### TASK ITEM
If a line in the records below contains "will", copy that line.

(Stored data)
PR #568, opened 2024-04-22
Fix Deployment Test Syntax bug

PacificGilly:
I guess for this exact reason is why it will be useful to have this `pre-release.yml` file being ran on PRs to validate nothing gets broken before merging :)


PacificGilly:
@farridav let me know what you think of this deployment change to ensure less issues after merging to master.

There is a strange issue with the `Deploy to testpypi.org (Dry Run)` step:
```
The "--password" option requires a value
```
https://github.com/farridav/django-jazzmin/actions/runs/8782873944/job/24097897693

I don't really understand why this is occurring; it is potentially caused by secrets that are not visible to PRs.

PacificGilly:
Nevermind, this seems to be by design - https://securitylab.github.com/research/github-actions-preventing-pwn-requests/. Makes sense now I've read this 😅

Anyway, I'll just remove this last check as the others are good enough.

farridav (approved):

PR #359, opened 2016-07-01
Add looping engine sound

### LINKED ISSUE #274: REQUEST - Loopable sound effects

oznogon:
Requires [SeriousProton PR #15](https://github.com/daid/SeriousProton/pull/15), which would resolve #274.

-   When the impulse system is working, loop an engine sound on the main screen. `engine.wav` is white noise generated using [sox](http://sox.sourceforge.net/):

    ```
    sox -b16 -c2 -r 44100 -n engine.wav synth 5 whitenoise band -n 100 24 band -n 300 100 gain +20
    ```

    ... then edited in Audacity to fade a few frames at each end to prevent popping.

-   Scale the engine sound's pitch and volume to the engine's current throttle, energy allocation, and damage status. The engine roars at 300% power and full throttle compared to a low hum at idle and a quiet hum at underpowered idle.

-   Add a public `impulse_sound_file` string to `shipTemplateBasedObject` for future ship-specific engine sounds.

-   Stop the shields-up sound if the shields are dropped before the sound finishes playing.


daid:
Sounds are still a bit of a mess. As the shield sounds now run on the server. While the engine sounds run on the main screen (which I think is perfect)

I did add a small patch to SP, to prevent stopSound being called with an incorrect index. Saves you -1 checks before stopSound calls, and always allows the output from playSound to be put in stopSound

kwadroke:
How would a 2nd (3rd,4th,etc) bridge get the shield sounds if they are played on the server? Shouldn't all ship sounds be played on the main screen? Not counting the sounds played on stations, of course.

daid:
Like I said, sounds are a bit of a mess. They should be played on the main screen, but are currently played on the server for this bit.

oznogon:
Yeah, it's not as easy to move the shield sounds to the main screen. The main screen doesn't have an easy way of knowing _when_ the shields are raised or lowered, only whether the shields are active at a given moment.

While there's a potential workaround in checking whether shields are active every tick and comparing that state to the previous tick, it'd be more efficient for the server or shields toggle button to simply send the player ship's main screen client the same command.

daid:
I am thinking about actually adding some generic server->client call that can say "play sound X only crew position(s) Y for ship Z"

lunerfox:
The more generic implementation will also give way to adding location specific sounds; since a setup may not always want all sounds from the same location; For example, engine sounds might be better if played from behind the bridge; red alert sounds might also be location specific...etc

oznogon:
There are three classes of sounds to consider: ship, station, and feedback.

Ship sounds are what's audible anywhere on the player ship--engine and shield hum, alarms, weapons fire and impacts. In a LAN game, the best place for these are on the main screen. In an Internet game, each station on a ship should play these.

Station sounds are primarily audible on a specific station. We don't have any of these yet, but these would be things like target locks, scans, turret motion, comms chatter, or repair work. In a LAN game, these should play only on the appropriate station, where they wind up being the bridge background noise when played together. In an Internet game, they should be most audible on the appropriate station and backgrounded or not played on other stations.

Feedback sounds are responses to UI interactions, like button presses, and should play only on the stations. Unlike ship and station sounds, these don't need to interact with the server.

PR #382, opened 2016-08-07
Cursory, basic, but we-still-found-them-useful build instructions

doismellburning:


daid:
Actually: https://github.com/daid/EmptyEpsilon/wiki/Build-from-sources

PR #388, opened 2016-08-18
Can not hack friendlies or unidentified ships

Fouindor:


daid:
I think the first check can be simplified with "isFriendly(other)"

Fouindor:
Thanks ! :)
(I may be a little bit rusty ^^)

PR #407, opened 2016-11-09
Added get/setEnergy script functions

vslotman:
I added getEnergy and setEnergy script-functions


daid:
It's now in conflict with the other merge I already did.

Also, ships no longer have a fixed 1000 max energy, Ships can have a customized max, see setEnergyStorage in the ship template.

vslotman:
Fixed! :)

PR #408, opened 2016-11-09
Give CMake error if DRMINGW_ROOT not set if CRASH_LOGGER is enabled

vslotman:
I added some stuff to the CMakeLists to give an error when the DrMingW root-dir is not found.


vslotman:
@ii8: You're right, it's rather useless on e.g. Linux... Making a new pull-request since this one is already merged.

### THE COMPLETED TASK
I guess for this exact reason is why it will be useful to have this `pre-release.yml` file being ran on PRs to validate nothing gets broken before merging :)
The more generic implementation will also give way to adding location specific sounds; since a setup may not always want all sounds from the same location; For example, engine sounds might be better if played from behind the bridge; red alert sounds might also be location specific...etc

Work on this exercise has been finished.